Like this trading man of Seriva.

So the Teacher, discoursing in such a manner as to lead up to the subject of Arahatship, dwelt on the Four Truths. And at the end of the discourse the monk who had given up in despondency was established in the highest Fruit—that is, in Nirvāna.

And when the Teacher had told the double story, he made the connexion, and summed up the Jātaka by concluding, “The then foolish dealer was Devadatta, but the wise dealer was I myself.”

END OF THE STORY OF THE MERCHANT OF SĒRI.


No. 4.
CULLAKA-SEṬṬHI JĀTAKA.
The Story of Chullaka the Treasurer.[250]

“The wise, far-seeing man,” etc.—This discourse the Blessed One uttered, while at Jīvaka’s Mango-grove near Rājagaha, concerning the Elder whose name was Roadling the Younger.

Now here it ought to be explained how Roadling the Younger came to be born.

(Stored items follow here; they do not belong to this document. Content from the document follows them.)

PR #1237, opened 2025-02-02
🐛 zb: Correctly format list of accepted auth mechanisms

### LINKED ISSUE #1216: Bad formatting of accepted mechanisms, regression
This is a regression from commit b792340fc31232e6eced6af99f53bc98e991353a "zb: Use string type for auth mechanisms in Rejected cmd". The mechanisms are not parsed anymore, and they are joined without separator when returning an Handshake error, ex from gio connection:

zbus(Handshake("EXTERNAL rejected by the server. Accepted mechanisms: [EXTERNALDBUS_COOKIE_SHA1]")

zeenix:
This fixes a regression from b792340.

Fixes #1216.


elmarco:
ack

PR #1274, opened 2025-02-27
🐛 xmlgen: Raise XML parsing buffer size

kageurufu:
This fixes parsing large dbus specifications
Specifically,
https://github.com/PackageKit/PackageKit/blob/main/src/org.freedesktop.PackageKit.Transaction.xml currently results in "Error: QuickXml(TooManyEvents(1024))"


zeenix:
Thanks!

PR #1285, opened 2025-03-05
🧑‍💻 all: Use workspace dependencies

fmiguelgarcia:
Move dependencies to workspace. 

It will facilitate a future upgrade of dependency.

### DIFF
--- a/Cargo.lock
+++ b/Cargo.lock
@@ -128,17 +128,6 @@ dependencies = [
 ]
 
 [[package]]
-name = "async-fs"
-version = "2.1.2"
-source = "registry+https://github.com/rust-lang/crates.io-index"
-checksum = "ebcd09b382f40fcd159c2d695175b2ae620ffa5f3bd6f664131efff4e8b9e04a"
-dependencies = [
- "async-lock",
- "blocking",
- "futures-lite",
-]
-
-[[package]]
 name = "async-io"
 version = "2.4.0"
 source = "registry+https://github.com/rust-lang/crates.io-index"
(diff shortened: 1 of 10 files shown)


Cargo.lock
```diff
@@ -127,17 +127,6 @@ dependencies = [
...
-name = "async-fs"
-version = "2.1.2"
-source = "registry+https://github.com/rust-lang/crates.io-index"
-checksum = "ebcd09b382f40fcd159c2d695175b2ae620ffa5f3bd6f664131efff4e8b9e04a"
-dependencies = [
- "async-lock",
- "blocking",
- "futures-lite",
-]
-
```
zeenix, line 140: Why are deps being removed from the lock file as a result of this? :thinking:

zeenix (changes requested):
Oh nice! This is indeed going to help a lot. :+1: I really appreciate you following the contribution guide as well.

Apart from the inline comment below, one nitpick about the emoji: please copy&paste the emoji itself (rather than the nickname). Github does the right thing but many git tools (especially the CLI ones) don't. :)

Cargo.lock
fmiguelgarcia: I executed `cargo machete` (I get use to that tbh), and I found some unused dependencies. I ran test just to be sure that everything is working, but let me know if I miss something  :ok_hand:

zeenix: Actually never mind. Just rebase on latest main after [this](https://github.com/dbus2/zbus/pull/1286) is merged. :)

zeenix:
Thanks for updating but you ended up merging main and that unnecessarily complicates history. Please rebase it. 🙏

fmiguelgarcia:
Replaced by https://github.com/dbus2/zbus/pull/1291

Cargo.lock
fmiguelgarcia: Sorry @zeenix . I've open a clean new one, thanks.

zeenix: I never understood why people create new PRs. It's just more noise. Just gotta force push to the same branch on the remote.

PR #1292, opened 2025-03-07
⚡️zb: don't clone signature when creating body

TTWNO:
We saw performance uplifts in the range of 10-15% in parsing events just by not cloning, reparsing the signature every time a body was created.

Hopefully it's a small enough change that it's easy to review.

This directly reduces the cost of calling `Body::new(...)` by 90-95%.

### DIFF
--- a/zbus/benches/benchmarks.rs
+++ b/zbus/benches/benchmarks.rs
@@ -33,6 +33,9 @@ fn msg_de(c: &mut Criterion) {
         b.iter(|| {
             let header = msg.header();
             black_box(header);
+            let body = msg.body();
+            let signature = body.signature();
+            black_box(signature);
         })
     });
 
@@ -43,6 +46,8 @@ fn msg_de(c: &mut Criterion) {
     g.bench_function("body", |b| {
         b.iter(|| {
             let body = msg.body();
+            let signature = body.signature();
+            black_box(signature);
             let body: BigBoy<'_> = body.deserialize().unwrap();
             black_box(body);
         })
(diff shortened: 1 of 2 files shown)


TTWNO:
We saw performance uplifts in the range of 10-15% in parsing events just by not cloning, reparsing the signature every time a body was created.

Hopefully it's a small enough change that it's easy to review.

zeenix:
> We saw performance uplifts in the range of 10-15% in parsing events just by not cloning, reparsing the signature every time a body was created.
> 
> Hopefully it's a small enough change that it's easy to review.
> 
> This directly reduces the cost of calling `Body::new(...)` by 90-95%.

Wow, cool. Could you please:

1. put this in the description of the PR and commit? 
2. add a benchmark for this (unless it's covered [by the existing ones](https://github.com/dbus2/zbus/blob/main/zbus/benches/benchmarks.rs)?)?

TTWNO:
Added benchmarks. It's measured in nanoseconds so don't worry too much if there is a bit of variation here and there. But if it jumps into the hundreds of ns... then there might be a problem.

zeenix:
> Added benchmarks.

Awesome! I'll move the commit order so it's possible to see the change. :)

> It's measured in nanoseconds so don't worry too much if there is a bit of variation here and there. But if it jumps into the hundreds of ns... then there might be a problem.

Right, we already have a few benches that are in ns so I'm familiar with the drill. :)

TTWNO:
All good by me. Thanks!

PR #1310, opened 2025-03-20
:sparkles: Adds smartstring features and Type impl

TTWNO:
- Adds new feature `smartstring`
- This feature gives a `Type` impl for `smartstring::SmartString`,
- and imports `smartstring` with the `serde` feature flag.

### DIFF
--- a/Cargo.lock
+++ b/Cargo.lock
@@ -555,7 +555,7 @@ source = "registry+https://github.com/rust-lang/crates.io-index"
 checksum = "33d852cb9b869c2a9b3df2f71a3074817f01e1844f839a144f5fcef059a4eb5d"
 dependencies = [
  "libc",
- "windows-sys 0.52.0",
+ "windows-sys 0.59.0",
 ]
 
 [[package]]
@@ -1414,7 +1414,7 @@ dependencies = [
  "errno",
  "libc",
  "linux-raw-sys 0.9.2",
- "windows-sys 0.52.0",
+ "windows-sys 0.59.0",
 ]
 
 [[package]]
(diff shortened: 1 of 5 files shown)


zeenix:
Thanks but I don't want to add (even if optional) dep on a crate that's [most likely unmaintained](https://github.com/bodil/smartstring/issues/52).

Besides, I once did some benchmarking to see if using smartstring (or another crate that offers the same functionality) and found no evidence of it helping in performance. IMO it's better to either do allocation or not, and I already added support for `heapless` for that reason.

TTWNO:
> Thanks but I don't want to add (even if optional) dep on a crate that's https://github.com/bodil/smartstring/issues/52.

Didn't realize the status. That's unfortunate.

> Besides, I once did some benchmarking to see if using smartstring (or another crate that offers the same functionality) and found no evidence of it helping in performance.

We use it in Odilia as a hashable string. Since most (but not all) bus names are short, oue cache daw significant kmprovements.

Maybe there is a better way to write the cache.... and that wouldn't require adding this featyre to zbus.

> IMO it's better to either do allocation or not, and I already added support for heapless for that reason.

I wish DBus had a maximum name size... then I could use heapless.

Anyways, I totally understand.

zeenix:
> > IMO it's better to either do allocation or not, and I already added support for heapless for that reason.
> 
> I wish DBus had a maximum name size...

That wouldn't make sense to have a limit on all strings. You can always specify a limit for strings in your own interfaces.

 then I could use heapless.

I think you can make an educated guess in many cases. The great thing is that deserialization will not panic but rather error out if you go beyond the capacity. If the size limit of the string in question is documented, this will be a bug on the sender side. If not, you can always bump up the size.

Just some random thoughts. YMMV. :)

zeenix:
> > > IMO it's better to either do allocation or not, and I already added support for heapless for that reason.
> > 
> > 
> > I wish DBus had a maximum name size...
> 
> That wouldn't make sense to have a limit on all strings.

That said, D-Bus does impose limits where it makes sense. E.g a signature string can not be more than 255 characters.

PR #1319, opened 2025-03-30
Add security documentation and warnings to system methods

### LINKED ISSUE #1275: Consider warning about trusting Address::system
Good afternoon,

Today `zbus::Address` has a convenient `system()` function on it which attempts to resolve where the socket for system-level services on the current platform/host are. However, this is primarily reliant on reading an environment variable:
https://github.com/dbus2/zbus/blob/0b3b6b190080bcab5be2eae795f9791d73a013bd/zbus/src/address/mod.rs#L90-L91

As you probably know, environment variables can be manipulated in a lot of ways by software running even with same user privileges and attempting to start other apps in weird ways. For example this resulted in [CVE-2012-3524 for `libdbus`](https://nvd.nist.gov/vuln/detail/CVE-2012-3524) back in 2012. This case was primarily about attacking `setuid` programs but the general concern of handling untrusted data in sensitive contexts remains.

I would primarily recommend adding an obvious warning to the documentation of the aforementioned function, but also all of the other public methods that return something from the "system" to note that `zbus` doesn't do any kind of security checks on the returned connection, and that individual users are responsible for validating if it is actually owned by the "system" or not. As a secondary recommendation, you could also detect specifically running in a "privileged" binary at runtime and use a well-known hardcoded path instead.

complexspaces:
This PR closes #1275 by adding basic and sufficient, but attention-grabbing, documentation to all `system*` methods in the crate which either are or utilize the result of `zbus::Address::system` to describe their security properties.

I took the approach to centralize the details/important parts on `zbus::Address::system` and then user interdoc links to redirect all of the other "affected" callsites there to reduce duplication. 

Here are some examples of how `rustdoc` renders it when built locally:
image

image

When viewing the documentation through an editor (in my case VSCode), the warning rendering isn't shown (its a [rustdoc specific markdown extension](https://doc.rust-lang.org/rustdoc/how-to-write-documentation.html#adding-a-warning-block) but the `Security` header is nicely large:
image


zeenix (changes requested):
Nice! Could you please just add the emoji prefix to the commit and PR titles, as per the contribution guidelines? To help you avoid having to copy&paste it from gitmoji.dev, I'll do that for the PR title and you can just c&p it from there on the git message.

complexspaces:
I've updated the commit's information. Sorry for missing that the first time around.

zbus/src/address/mod.rs
```diff
@@ -87,6 +87,17 @@ impl Address {
     /// Get the address for the system bus respecting the `DBUS_SYSTEM_BUS_ADDRESS` environment
     /// variable. If we don't recognize the value (or it's not set) we fall back to
     /// `/var/run/dbus/system_bus_socket`.
+    ///
+    /// # Security
+    ///
+    /// <div class="warning">
+    ///
+    /// `zbus` does not perform any security checks or trust validation on the address (path)
+    /// returned by this method.
```
zeenix, line 96: sorry but I only noticed now: This method does not return an address. We need to make it more specific to the problematic bit: 

```suggestion
    /// Note that `zbus` does not (and can not) validate the value of the `DBUS_SYSTEM_BUS_ADDRESS`
    /// environment variable before using it. Users in security-sensitive contexts (ex: authentication)
    /// are responsible for ensuring that the value of this environment variable can be trusted.
```

complexspaces: FWIW I don't agree with the exact wording here. I think its better for users to validate the value the function returns and not its inputs independently.

zeenix: Then we disagree on what's expected of the user. :laughing: Perhaps I'm missing something but:

* how does the user verify the connection is valid? I'd imagine it'd be easier to ensure that the env is correct/clean. I think this is what was suggested in [the summary of the CVE you pointed to](https://nvd.nist.gov/vuln/detail/CVE-2012-3524):
>  libdbus maintainers state that this is a vulnerability in the applications that do not cleanse environment variables
* the damage could already be done by the time user has a connection instance, since the connection creation involves a handshake and "Hello" message being sent out to the peer.

zeenix: @complexspaces are you convinced by my arguments? If not, could you please reply? I understand if you don't want to argue about this anymore but in that case, kindly accept my proposed wording so we can move on here. :pray:

complexspaces: Hey again, sorry, I ended up at a conference that took most of my time and attention.

> how does the user verify the connection is valid? I'd imagine it'd be easier to ensure that the env is correct/clean. I think this is what was suggested in...

My argument here is that I'm not usually a fan of recommending users inspect all of the inputs to a function because its more fragile to drift over time or missing a possible branch. Instead, its easier to create an `Address::system` and analyze that as a "final piece" before creating a connection from it.

> the damage could already be done by the time user has a connection instance, since the connection creation involves a handshake and "Hello" message being sent out to the peer.

Even if you did `Connection::system` instead of `Address::system` I don't follow how a handshake "hello" message would be a security risk when using a memory-safe language like Rust.

zeenix: > Hey again, sorry, I ended up at a conference that took most of my time and attention.

No worries.

> > how does the user verify the connection is valid? I'd imagine it'd be easier to ensure that the env is correct/clean. I think this is what was suggested in...
> 
> My argument here is that I'm not usually a fan of recommending users inspect all of the inputs to a function because its more fragile to drift over time or missing a possible branch.

* Sorry but tbh that sounds a bit vague. How does that all translate to this specific case? :thinking: 
* If it makes you feel better, tehcnically there is no input to the function in question. This is about the environment that the function makes an assumption about.

> Instead, its easier to create an `Address::system` and analyze that as a "final piece" before creating a connection from it.

My main question here is how it is even possible to verify that the connection that you already created is pointing to what you intended it to point to? Perhaps it is very much possible and it's very easy (like you wrote here) but then you need to educate me a bit. :)

complexspaces: > Sorry but tbh that sounds a bit vague. How does that all translate to this specific case? 🤔

Essentially I don't think its 100% reliable to just check the environment variable that `zbus` does because either:
- `zbus` _could_ add more logic in the `system` function that needs verified additionally by the end user.
- The default/fallback path should probably be verified as well for completeness.

> My main question here is how it is even possible to verify that the connection that you already created is pointing to what you intended it to point to?

Oh, I see what you are saying now, sorry. AFAIK you _need_ to go `Address` -> `ConnectionBuilder` manually to verify everything right. I could update the documentation to point at that path more strongly.

complexspaces: > However, I'm still wondering if it's even possible to verify the address? If that is easily possible (I understood that's what you claimed in your previous comment?) then we should just do it ourselves, w/o even involving the user/programmer.

I mentioned this in my email previously, but there are some strategies 1P has adopted for path verification but its not anything confident enough in (when trying to analyze the entirety of how Linux filesystem permissions can work) that I would want to put it in `zbus` as a layer of protection for users. We are fine owning the risk as a company but I think its too whack-a-mole for FOSS 😅.

I think if people are doing security sensitive things with `zbus`, then they should be responsible for making this set of risk acceptances and functionality tradeoffs instead of making you responsible for upkeeping complicated security checks forever.

zeenix: > I think if people are doing security sensitive things with `zbus`, then they should be responsible for making this set of risk acceptances and functionality tradeoffs instead of making you responsible for upkeeping complicated security checks forever.

I agree but I feel like this is a lot more inline with my suggestion and the libdbus maintainer's conclusion. Having said that, I'm fine with telling people to verify the address (instead of ensuring their env is clean in general) if we can give them some clue how to achieve that (some link to documentation perhaps?).

complexspaces: Do you have a rough idea what documentation you'd like to see there? I'm not opposed to your idea of doing both here.

zeenix: My idea was simply that we tell people to ensure their environment is clean and why so.

zeenix:
This doesn't seem to be going anywhere anymore.

PR #64, opened 2019-02-06
refactor get, update and create API

aabarata:


.ciconfig
```diff
@@ -11,7 +11,7 @@ pipeline {
           sh 'npm install'
         }
         dir('linkurious-server') {
-          git branch: 'develop', credentialsId: 'dd38fcea-d471-4856-a009-4029127c6450', url: 'git@github.com:Linkurious/linkurious-server.git'
+          git branch: 'query-ux', credentialsId: 'dd38fcea-d471-4856-a009-4029127c6450', url: 'git@github.com:Linkurious/linkurious-server.git'
```
maxime-allex: Dangerous, this should not be touched

package.json
```diff
@@ -82,6 +82,8 @@
     "pretty-quick": "^1.8.0"
   },
   "dependencies": {
-    "superagent": "^3.5.2"
+    "superagent": "^3.5.2",
+    "rxjs": "^6.3.3",
```
maxime-allex: remove rxjs from here and move it in shared from dev-dependencies to dependencies

.ciconfig
aabarata: Done!

package.json
aabarata: Done!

The daughter of a wealthy house in Rājagaha, they say, had contracted an intimacy with a slave, and being afraid that people would find out what she had done, she said to him, “We can’t stay here. If my parents discover this wrongdoing, they will tear us in pieces. Let us go to some far-off country, and dwell there.” So, taking the few things they had, they went out privately together to go and dwell in some place, it did not matter where, where they would not be known.

And settling in a certain place, they lived together there, and she conceived. And when she was far gone with child, she consulted with her husband, saying, “I am far gone with child; and it will be hard for both of us if the confinement were to take place where I have no friends and relations. Let us go home again!”

But he let the days slip by, saying all the while, “Let us go to-day; let us go to-morrow.”